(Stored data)
════════

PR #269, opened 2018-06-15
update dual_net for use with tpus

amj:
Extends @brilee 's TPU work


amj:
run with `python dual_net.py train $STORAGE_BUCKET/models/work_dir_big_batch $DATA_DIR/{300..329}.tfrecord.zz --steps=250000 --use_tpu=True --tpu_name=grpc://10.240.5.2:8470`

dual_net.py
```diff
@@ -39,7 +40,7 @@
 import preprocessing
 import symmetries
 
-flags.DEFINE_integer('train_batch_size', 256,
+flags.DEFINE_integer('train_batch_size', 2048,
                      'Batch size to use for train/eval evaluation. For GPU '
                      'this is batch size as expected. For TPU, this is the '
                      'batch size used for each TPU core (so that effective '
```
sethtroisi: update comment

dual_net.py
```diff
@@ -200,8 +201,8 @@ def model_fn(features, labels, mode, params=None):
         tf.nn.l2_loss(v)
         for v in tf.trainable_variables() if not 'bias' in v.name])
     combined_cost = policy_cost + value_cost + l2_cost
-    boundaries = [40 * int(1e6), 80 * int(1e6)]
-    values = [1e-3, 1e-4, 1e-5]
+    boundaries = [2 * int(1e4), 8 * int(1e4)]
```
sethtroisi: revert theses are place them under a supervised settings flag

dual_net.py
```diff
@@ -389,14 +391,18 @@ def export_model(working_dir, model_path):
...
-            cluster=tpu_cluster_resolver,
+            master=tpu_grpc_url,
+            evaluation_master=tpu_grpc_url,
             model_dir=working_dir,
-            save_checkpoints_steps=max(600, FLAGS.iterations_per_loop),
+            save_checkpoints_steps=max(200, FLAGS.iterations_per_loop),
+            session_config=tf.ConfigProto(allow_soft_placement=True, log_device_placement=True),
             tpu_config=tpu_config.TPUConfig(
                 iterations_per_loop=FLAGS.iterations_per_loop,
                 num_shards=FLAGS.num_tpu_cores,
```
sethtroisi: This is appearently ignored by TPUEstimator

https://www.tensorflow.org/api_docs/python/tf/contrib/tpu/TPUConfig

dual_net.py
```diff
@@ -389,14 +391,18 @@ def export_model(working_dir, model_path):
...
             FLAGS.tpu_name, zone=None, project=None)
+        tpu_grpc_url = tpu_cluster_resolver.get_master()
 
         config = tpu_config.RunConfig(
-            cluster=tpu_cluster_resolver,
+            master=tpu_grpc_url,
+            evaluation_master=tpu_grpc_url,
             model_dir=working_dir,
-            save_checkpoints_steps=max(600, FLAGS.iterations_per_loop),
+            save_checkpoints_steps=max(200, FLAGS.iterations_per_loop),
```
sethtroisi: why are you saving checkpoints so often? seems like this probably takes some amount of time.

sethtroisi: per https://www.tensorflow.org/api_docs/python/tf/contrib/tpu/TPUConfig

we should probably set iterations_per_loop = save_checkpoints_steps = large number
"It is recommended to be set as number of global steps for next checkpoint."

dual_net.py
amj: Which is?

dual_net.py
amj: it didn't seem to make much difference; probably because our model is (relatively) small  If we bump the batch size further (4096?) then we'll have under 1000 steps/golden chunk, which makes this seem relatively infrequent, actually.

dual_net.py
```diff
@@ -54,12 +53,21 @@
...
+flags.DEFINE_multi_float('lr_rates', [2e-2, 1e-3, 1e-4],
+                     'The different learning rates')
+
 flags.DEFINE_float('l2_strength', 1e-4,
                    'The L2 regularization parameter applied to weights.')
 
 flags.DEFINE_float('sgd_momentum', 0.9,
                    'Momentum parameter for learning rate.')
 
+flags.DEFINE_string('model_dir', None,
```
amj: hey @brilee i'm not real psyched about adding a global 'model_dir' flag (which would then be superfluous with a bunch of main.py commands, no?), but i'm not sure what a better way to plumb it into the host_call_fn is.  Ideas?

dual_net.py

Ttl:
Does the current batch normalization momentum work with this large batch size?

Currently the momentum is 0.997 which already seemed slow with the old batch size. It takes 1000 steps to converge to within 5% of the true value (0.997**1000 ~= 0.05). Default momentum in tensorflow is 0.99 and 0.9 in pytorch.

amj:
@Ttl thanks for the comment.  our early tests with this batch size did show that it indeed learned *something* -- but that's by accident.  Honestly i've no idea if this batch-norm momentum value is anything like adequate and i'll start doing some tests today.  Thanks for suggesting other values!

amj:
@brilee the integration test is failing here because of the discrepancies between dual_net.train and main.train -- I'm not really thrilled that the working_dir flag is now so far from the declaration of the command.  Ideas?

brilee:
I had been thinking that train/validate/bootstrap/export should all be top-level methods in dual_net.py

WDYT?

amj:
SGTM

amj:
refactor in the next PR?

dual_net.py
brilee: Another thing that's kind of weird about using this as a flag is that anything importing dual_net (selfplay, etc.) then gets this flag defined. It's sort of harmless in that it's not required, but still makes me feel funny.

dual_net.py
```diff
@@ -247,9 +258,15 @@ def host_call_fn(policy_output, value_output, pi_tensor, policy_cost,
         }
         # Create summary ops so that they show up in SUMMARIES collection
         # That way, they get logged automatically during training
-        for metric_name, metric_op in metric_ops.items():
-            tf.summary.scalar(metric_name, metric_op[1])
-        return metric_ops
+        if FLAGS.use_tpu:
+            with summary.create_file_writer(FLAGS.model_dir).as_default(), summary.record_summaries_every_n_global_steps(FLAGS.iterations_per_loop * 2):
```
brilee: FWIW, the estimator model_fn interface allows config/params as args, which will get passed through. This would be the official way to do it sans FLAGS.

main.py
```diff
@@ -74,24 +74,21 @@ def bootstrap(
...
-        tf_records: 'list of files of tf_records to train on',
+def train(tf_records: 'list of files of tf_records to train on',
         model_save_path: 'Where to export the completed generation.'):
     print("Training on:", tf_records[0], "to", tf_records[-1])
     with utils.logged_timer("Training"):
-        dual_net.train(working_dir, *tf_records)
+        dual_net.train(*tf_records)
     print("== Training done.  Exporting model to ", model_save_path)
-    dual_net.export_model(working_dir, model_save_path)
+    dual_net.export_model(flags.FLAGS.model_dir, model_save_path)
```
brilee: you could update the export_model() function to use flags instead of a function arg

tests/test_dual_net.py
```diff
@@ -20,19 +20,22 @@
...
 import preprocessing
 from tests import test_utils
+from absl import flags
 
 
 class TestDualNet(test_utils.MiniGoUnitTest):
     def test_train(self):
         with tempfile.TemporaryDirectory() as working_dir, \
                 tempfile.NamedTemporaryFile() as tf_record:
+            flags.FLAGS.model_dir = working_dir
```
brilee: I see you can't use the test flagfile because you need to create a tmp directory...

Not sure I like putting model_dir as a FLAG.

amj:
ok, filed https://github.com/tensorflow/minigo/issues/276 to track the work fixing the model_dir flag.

════════

Task directions:
Every single line in the records above must be written out exactly.

Expected output:
PR #269, opened 2018-06-15
update dual_net for use with tpus

amj:
Extends @brilee 's TPU work


amj:
run with `python dual_net.py train $STORAGE_BUCKET/models/work_dir_big_batch $DATA_DIR/{300..329}.tfrecord.zz --steps=250000 --use_tpu=True --tpu_name=grpc://10.240.5.2:8470`

dual_net.py
```diff
@@ -39,7 +40,7 @@
 import preprocessing
 import symmetries
 
-flags.DEFINE_integer('train_batch_size', 256,
+flags.DEFINE_integer('train_batch_size', 2048,
                      'Batch size to use for train/eval evaluation. For GPU '
                      'this is batch size as expected. For TPU, this is the '
                      'batch size used for each TPU core (so that effective '
```
sethtroisi: update comment

dual_net.py
```diff
@@ -200,8 +201,8 @@ def model_fn(features, labels, mode, params=None):
         tf.nn.l2_loss(v)
         for v in tf.trainable_variables() if not 'bias' in v.name])
     combined_cost = policy_cost + value_cost + l2_cost
-    boundaries = [40 * int(1e6), 80 * int(1e6)]
-    values = [1e-3, 1e-4, 1e-5]
+    boundaries = [2 * int(1e4), 8 * int(1e4)]
```
sethtroisi: revert theses are place them under a supervised settings flag

dual_net.py
```diff
@@ -389,14 +391,18 @@ def export_model(working_dir, model_path):
...
-            cluster=tpu_cluster_resolver,
+            master=tpu_grpc_url,
+            evaluation_master=tpu_grpc_url,
             model_dir=working_dir,
-            save_checkpoints_steps=max(600, FLAGS.iterations_per_loop),
+            save_checkpoints_steps=max(200, FLAGS.iterations_per_loop),
+            session_config=tf.ConfigProto(allow_soft_placement=True, log_device_placement=True),
             tpu_config=tpu_config.TPUConfig(
                 iterations_per_loop=FLAGS.iterations_per_loop,
                 num_shards=FLAGS.num_tpu_cores,
```
sethtroisi: This is appearently ignored by TPUEstimator

https://www.tensorflow.org/api_docs/python/tf/contrib/tpu/TPUConfig

dual_net.py
```diff
@@ -389,14 +391,18 @@ def export_model(working_dir, model_path):
...
             FLAGS.tpu_name, zone=None, project=None)
+        tpu_grpc_url = tpu_cluster_resolver.get_master()
 
         config = tpu_config.RunConfig(
-            cluster=tpu_cluster_resolver,
+            master=tpu_grpc_url,
+            evaluation_master=tpu_grpc_url,
             model_dir=working_dir,
-            save_checkpoints_steps=max(600, FLAGS.iterations_per_loop),
+            save_checkpoints_steps=max(200, FLAGS.iterations_per_loop),
```
sethtroisi: why are you saving checkpoints so often? seems like this probably takes some amount of time.

sethtroisi: per https://www.tensorflow.org/api_docs/python/tf/contrib/tpu/TPUConfig

we should probably set iterations_per_loop = save_checkpoints_steps = large number
"It is recommended to be set as number of global steps for next checkpoint."

dual_net.py
amj: Which is?

dual_net.py
amj: it didn't seem to make much difference; probably because our model is (relatively) small  If we bump the batch size further (4096?) then we'll have under 1000 steps/golden chunk, which makes this seem relatively infrequent, actually.

dual_net.py
```diff
@@ -54,12 +53,21 @@
...
+flags.DEFINE_multi_float('lr_rates', [2e-2, 1e-3, 1e-4],
+                     'The different learning rates')
+
 flags.DEFINE_float('l2_strength', 1e-4,
                    'The L2 regularization parameter applied to weights.')
 
 flags.DEFINE_float('sgd_momentum', 0.9,
                    'Momentum parameter for learning rate.')
 
+flags.DEFINE_string('model_dir', None,
```
amj: hey @brilee i'm not real psyched about adding a global 'model_dir' flag (which would then be superfluous with a bunch of main.py commands, no?), but i'm not sure what a better way to plumb it into the host_call_fn is.  Ideas?

dual_net.py

Ttl:
Does the current batch normalization momentum work with this large batch size?

Currently the momentum is 0.997 which already seemed slow with the old batch size. It takes 1000 steps to converge to within 5% of the true value (0.997**1000 ~= 0.05). Default momentum in tensorflow is 0.99 and 0.9 in pytorch.

amj:
@Ttl thanks for the comment.  our early tests with this batch size did show that it indeed learned *something* -- but that's by accident.  Honestly i've no idea if this batch-norm momentum value is anything like adequate and i'll start doing some tests today.  Thanks for suggesting other values!

amj:
@brilee the integration test is failing here because of the discrepancies between dual_net.train and main.train -- I'm not really thrilled that the working_dir flag is now so far from the declaration of the command.  Ideas?

brilee:
I had been thinking that train/validate/bootstrap/export should all be top-level methods in dual_net.py

WDYT?

amj:
SGTM

amj:
refactor in the next PR?

dual_net.py
brilee: Another thing that's kind of weird about using this as a flag is that anything importing dual_net (selfplay, etc.) then gets this flag defined. It's sort of harmless in that it's not required, but still makes me feel funny.

dual_net.py
```diff
@@ -247,9 +258,15 @@ def host_call_fn(policy_output, value_output, pi_tensor, policy_cost,
         }
         # Create summary ops so that they show up in SUMMARIES collection
         # That way, they get logged automatically during training
-        for metric_name, metric_op in metric_ops.items():
-            tf.summary.scalar(metric_name, metric_op[1])
-        return metric_ops
+        if FLAGS.use_tpu:
+            with summary.create_file_writer(FLAGS.model_dir).as_default(), summary.record_summaries_every_n_global_steps(FLAGS.iterations_per_loop * 2):
```
brilee: FWIW, the estimator model_fn interface allows config/params as args, which will get passed through. This would be the official way to do it sans FLAGS.

main.py
```diff
@@ -74,24 +74,21 @@ def bootstrap(
...
-        tf_records: 'list of files of tf_records to train on',
+def train(tf_records: 'list of files of tf_records to train on',
         model_save_path: 'Where to export the completed generation.'):
     print("Training on:", tf_records[0], "to", tf_records[-1])
     with utils.logged_timer("Training"):
-        dual_net.train(working_dir, *tf_records)
+        dual_net.train(*tf_records)
     print("== Training done.  Exporting model to ", model_save_path)
-    dual_net.export_model(working_dir, model_save_path)
+    dual_net.export_model(flags.FLAGS.model_dir, model_save_path)
```
brilee: you could update the export_model() function to use flags instead of a function arg

tests/test_dual_net.py
```diff
@@ -20,19 +20,22 @@
...
 import preprocessing
 from tests import test_utils
+from absl import flags
 
 
 class TestDualNet(test_utils.MiniGoUnitTest):
     def test_train(self):
         with tempfile.TemporaryDirectory() as working_dir, \
                 tempfile.NamedTemporaryFile() as tf_record:
+            flags.FLAGS.model_dir = working_dir
```
brilee: I see you can't use the test flagfile because you need to create a tmp directory...

Not sure I like putting model_dir as a FLAG.

amj:
ok, filed https://github.com/tensorflow/minigo/issues/276 to track the work fixing the model_dir flag.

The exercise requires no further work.